_Activity_. Up to the line containing "As a result", nothing is kept; from that line through the end of the data below, output every line exactly.

_Provided records_.
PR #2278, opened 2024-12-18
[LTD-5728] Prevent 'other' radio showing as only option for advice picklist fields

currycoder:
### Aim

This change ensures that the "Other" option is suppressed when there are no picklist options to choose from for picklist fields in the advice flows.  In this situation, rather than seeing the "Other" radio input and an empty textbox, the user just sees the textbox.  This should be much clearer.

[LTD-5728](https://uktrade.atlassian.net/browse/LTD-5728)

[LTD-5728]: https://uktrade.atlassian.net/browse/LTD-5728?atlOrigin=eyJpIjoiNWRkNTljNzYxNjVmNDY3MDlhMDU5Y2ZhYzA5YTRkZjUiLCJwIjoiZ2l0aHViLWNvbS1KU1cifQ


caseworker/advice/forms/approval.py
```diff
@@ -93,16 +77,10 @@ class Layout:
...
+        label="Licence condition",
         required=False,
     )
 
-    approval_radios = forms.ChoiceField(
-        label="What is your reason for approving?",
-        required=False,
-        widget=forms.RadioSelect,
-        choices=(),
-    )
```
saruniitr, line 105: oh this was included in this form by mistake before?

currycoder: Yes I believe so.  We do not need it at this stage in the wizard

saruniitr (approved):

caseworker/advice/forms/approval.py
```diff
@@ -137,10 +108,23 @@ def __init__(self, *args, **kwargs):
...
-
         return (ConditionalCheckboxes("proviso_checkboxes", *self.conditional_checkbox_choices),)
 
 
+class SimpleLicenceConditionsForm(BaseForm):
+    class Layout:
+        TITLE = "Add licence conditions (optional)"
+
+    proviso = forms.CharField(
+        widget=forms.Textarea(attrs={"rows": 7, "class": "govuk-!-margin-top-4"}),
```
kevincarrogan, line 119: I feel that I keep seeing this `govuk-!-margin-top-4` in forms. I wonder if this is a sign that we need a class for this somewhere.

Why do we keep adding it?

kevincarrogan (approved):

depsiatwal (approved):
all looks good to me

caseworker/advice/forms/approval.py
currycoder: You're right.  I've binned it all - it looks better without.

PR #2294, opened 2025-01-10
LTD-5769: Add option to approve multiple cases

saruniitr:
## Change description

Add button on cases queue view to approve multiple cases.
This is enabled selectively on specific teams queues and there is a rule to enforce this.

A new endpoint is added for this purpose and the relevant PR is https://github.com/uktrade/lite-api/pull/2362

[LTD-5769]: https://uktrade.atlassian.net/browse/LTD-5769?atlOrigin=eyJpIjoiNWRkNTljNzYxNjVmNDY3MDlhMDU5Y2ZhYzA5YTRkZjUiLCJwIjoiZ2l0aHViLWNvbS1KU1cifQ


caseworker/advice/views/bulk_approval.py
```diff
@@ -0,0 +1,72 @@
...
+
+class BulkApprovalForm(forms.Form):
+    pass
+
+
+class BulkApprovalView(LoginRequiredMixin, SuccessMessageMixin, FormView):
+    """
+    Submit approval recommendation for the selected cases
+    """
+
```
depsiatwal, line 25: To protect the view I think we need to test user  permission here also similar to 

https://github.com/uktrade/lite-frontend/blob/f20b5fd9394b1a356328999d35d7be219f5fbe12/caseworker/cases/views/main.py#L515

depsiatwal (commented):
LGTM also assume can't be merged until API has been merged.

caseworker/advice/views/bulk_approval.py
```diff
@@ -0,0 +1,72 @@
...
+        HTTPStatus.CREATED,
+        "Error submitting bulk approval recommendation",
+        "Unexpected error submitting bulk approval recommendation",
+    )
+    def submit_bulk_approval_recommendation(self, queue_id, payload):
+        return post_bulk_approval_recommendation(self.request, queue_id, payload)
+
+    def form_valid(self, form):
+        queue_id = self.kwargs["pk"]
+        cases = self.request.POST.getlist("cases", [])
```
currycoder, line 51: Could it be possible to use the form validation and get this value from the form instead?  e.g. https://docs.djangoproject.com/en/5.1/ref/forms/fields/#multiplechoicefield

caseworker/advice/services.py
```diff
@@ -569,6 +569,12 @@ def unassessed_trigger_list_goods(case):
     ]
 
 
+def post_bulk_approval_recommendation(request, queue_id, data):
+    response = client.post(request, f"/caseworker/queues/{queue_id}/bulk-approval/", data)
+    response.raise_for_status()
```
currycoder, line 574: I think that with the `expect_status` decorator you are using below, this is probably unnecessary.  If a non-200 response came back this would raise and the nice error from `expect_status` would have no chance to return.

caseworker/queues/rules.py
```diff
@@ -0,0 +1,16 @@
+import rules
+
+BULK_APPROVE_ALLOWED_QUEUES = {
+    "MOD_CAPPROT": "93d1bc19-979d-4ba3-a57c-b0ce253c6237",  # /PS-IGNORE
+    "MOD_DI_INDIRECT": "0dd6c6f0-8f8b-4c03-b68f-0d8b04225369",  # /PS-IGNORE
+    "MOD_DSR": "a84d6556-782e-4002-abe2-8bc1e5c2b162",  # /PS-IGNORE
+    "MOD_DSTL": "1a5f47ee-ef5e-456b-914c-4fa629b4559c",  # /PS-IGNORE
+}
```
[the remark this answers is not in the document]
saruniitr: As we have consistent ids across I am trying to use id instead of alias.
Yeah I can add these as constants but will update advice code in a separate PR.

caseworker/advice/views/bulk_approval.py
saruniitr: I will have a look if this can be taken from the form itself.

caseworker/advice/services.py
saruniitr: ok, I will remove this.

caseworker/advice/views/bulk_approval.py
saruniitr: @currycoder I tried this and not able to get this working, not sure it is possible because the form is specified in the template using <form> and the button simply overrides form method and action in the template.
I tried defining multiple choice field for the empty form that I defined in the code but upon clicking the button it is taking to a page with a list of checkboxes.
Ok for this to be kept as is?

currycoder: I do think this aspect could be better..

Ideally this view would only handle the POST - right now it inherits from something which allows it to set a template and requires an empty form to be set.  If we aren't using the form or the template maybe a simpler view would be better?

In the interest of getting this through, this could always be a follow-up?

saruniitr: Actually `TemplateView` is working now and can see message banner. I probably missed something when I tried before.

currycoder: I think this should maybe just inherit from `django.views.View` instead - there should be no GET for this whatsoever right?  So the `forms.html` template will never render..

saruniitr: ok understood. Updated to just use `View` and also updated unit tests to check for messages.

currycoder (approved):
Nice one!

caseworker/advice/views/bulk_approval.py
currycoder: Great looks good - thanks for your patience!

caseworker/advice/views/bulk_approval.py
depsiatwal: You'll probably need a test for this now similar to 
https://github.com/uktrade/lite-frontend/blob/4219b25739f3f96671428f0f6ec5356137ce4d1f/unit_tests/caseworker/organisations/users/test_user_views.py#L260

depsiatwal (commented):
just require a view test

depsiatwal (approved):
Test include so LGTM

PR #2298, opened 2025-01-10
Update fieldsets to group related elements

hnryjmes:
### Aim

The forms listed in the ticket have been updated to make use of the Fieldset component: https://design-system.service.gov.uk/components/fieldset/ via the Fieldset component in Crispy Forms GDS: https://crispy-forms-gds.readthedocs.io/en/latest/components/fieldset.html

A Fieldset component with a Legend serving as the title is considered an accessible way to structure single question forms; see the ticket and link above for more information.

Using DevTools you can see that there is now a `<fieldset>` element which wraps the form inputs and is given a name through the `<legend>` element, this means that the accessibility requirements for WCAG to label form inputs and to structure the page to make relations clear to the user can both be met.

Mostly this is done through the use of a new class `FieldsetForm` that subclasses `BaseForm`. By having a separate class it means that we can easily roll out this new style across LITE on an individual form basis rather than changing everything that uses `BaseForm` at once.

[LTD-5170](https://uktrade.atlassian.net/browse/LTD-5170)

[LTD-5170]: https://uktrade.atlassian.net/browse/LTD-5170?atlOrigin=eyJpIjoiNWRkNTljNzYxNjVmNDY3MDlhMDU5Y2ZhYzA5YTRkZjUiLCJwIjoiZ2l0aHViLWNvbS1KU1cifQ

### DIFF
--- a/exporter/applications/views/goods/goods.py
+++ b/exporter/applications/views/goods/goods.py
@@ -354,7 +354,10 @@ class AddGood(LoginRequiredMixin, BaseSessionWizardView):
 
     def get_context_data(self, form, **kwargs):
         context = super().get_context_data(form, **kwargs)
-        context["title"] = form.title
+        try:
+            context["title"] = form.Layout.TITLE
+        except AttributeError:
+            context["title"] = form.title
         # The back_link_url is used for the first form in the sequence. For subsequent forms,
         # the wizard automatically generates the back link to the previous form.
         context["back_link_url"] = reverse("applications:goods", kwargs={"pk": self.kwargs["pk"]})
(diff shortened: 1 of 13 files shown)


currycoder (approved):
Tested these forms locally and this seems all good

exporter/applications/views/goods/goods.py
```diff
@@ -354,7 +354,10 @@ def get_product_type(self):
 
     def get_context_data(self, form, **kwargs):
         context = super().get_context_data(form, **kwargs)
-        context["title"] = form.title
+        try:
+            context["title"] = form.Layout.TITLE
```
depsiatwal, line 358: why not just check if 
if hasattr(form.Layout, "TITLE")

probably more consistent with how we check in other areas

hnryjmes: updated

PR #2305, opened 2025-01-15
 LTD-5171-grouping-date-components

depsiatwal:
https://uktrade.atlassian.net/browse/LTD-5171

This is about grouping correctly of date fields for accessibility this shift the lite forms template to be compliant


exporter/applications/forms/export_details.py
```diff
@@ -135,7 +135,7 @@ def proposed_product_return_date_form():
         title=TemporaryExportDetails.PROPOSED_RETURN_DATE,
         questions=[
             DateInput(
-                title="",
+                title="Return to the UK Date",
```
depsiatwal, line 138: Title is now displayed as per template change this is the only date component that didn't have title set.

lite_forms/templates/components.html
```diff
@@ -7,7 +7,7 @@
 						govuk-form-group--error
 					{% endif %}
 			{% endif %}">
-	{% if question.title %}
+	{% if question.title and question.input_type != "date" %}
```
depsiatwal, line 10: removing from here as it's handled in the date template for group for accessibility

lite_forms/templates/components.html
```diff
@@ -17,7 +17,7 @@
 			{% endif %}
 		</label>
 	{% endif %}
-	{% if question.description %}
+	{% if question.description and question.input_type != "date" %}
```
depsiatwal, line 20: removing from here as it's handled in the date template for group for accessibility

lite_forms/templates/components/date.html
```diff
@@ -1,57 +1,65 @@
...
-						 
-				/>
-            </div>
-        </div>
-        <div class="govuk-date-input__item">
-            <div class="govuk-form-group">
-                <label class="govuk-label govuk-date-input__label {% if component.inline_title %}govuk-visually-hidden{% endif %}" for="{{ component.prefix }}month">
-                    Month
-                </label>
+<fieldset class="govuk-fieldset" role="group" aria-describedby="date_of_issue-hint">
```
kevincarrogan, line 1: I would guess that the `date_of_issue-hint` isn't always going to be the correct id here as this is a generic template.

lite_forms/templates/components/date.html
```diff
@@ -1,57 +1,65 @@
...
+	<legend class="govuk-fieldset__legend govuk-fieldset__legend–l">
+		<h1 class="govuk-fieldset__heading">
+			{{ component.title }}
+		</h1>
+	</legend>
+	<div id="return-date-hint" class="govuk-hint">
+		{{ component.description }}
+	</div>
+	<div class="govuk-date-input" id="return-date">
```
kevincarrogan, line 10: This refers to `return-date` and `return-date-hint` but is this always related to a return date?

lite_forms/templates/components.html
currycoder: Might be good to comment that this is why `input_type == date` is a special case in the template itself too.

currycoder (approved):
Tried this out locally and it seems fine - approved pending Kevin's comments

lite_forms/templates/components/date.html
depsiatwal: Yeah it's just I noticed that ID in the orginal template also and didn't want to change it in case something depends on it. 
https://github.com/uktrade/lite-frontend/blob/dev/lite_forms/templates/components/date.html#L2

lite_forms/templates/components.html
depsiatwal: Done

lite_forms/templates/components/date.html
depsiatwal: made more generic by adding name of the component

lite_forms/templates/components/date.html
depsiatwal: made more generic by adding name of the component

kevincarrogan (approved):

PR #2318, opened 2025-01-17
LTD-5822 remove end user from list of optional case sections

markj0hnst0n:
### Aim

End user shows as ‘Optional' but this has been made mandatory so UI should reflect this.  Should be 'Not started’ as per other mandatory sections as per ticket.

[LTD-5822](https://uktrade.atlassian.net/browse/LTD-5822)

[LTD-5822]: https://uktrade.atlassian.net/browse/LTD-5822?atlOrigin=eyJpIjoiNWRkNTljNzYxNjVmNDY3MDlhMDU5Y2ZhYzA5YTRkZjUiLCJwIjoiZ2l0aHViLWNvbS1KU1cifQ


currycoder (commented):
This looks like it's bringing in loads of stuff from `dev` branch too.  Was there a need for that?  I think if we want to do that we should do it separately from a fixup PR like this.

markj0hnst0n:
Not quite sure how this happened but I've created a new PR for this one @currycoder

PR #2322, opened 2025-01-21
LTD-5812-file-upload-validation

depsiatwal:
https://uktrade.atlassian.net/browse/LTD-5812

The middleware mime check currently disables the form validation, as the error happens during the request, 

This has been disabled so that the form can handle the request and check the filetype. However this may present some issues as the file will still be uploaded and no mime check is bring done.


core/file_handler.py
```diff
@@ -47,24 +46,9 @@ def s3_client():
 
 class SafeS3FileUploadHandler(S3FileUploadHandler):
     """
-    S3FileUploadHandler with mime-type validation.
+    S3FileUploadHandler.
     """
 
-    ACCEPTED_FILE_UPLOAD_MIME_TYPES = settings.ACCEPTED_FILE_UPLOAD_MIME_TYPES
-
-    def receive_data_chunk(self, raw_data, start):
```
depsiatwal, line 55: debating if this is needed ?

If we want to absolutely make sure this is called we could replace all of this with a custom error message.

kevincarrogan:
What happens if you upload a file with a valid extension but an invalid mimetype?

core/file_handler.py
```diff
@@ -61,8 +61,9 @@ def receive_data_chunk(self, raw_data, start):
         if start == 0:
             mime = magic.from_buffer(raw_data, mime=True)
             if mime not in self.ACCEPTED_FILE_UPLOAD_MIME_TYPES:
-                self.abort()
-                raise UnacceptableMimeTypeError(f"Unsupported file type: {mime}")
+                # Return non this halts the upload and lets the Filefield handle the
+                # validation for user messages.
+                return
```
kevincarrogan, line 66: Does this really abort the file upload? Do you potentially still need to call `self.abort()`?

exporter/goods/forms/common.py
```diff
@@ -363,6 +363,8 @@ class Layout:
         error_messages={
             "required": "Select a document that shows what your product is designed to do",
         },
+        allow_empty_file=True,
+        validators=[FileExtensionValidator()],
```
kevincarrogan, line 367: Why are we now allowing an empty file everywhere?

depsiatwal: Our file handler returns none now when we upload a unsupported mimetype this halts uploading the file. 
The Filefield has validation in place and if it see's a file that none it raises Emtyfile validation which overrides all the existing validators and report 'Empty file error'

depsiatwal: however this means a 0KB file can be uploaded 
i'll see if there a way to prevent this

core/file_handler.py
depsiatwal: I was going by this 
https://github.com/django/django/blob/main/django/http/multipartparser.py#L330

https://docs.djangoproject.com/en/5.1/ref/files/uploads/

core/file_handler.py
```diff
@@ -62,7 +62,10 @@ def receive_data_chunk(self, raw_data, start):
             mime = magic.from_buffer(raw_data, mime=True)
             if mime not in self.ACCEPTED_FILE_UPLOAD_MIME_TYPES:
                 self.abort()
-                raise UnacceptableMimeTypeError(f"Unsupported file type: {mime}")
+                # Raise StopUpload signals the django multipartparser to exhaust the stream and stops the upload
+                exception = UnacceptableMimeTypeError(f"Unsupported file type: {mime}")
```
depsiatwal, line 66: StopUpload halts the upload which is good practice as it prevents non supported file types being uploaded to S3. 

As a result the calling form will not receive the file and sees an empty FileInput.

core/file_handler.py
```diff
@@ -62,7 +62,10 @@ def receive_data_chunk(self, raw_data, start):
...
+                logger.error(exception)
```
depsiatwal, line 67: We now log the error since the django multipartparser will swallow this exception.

_Answer box_.
As a result the calling form will not receive the file and sees an empty FileInput.

core/file_handler.py
```diff
@@ -62,7 +62,10 @@ def receive_data_chunk(self, raw_data, start):
...
+                logger.error(exception)
```
depsiatwal, line 67: We now log the error since the django multipartparser will swallow this exception.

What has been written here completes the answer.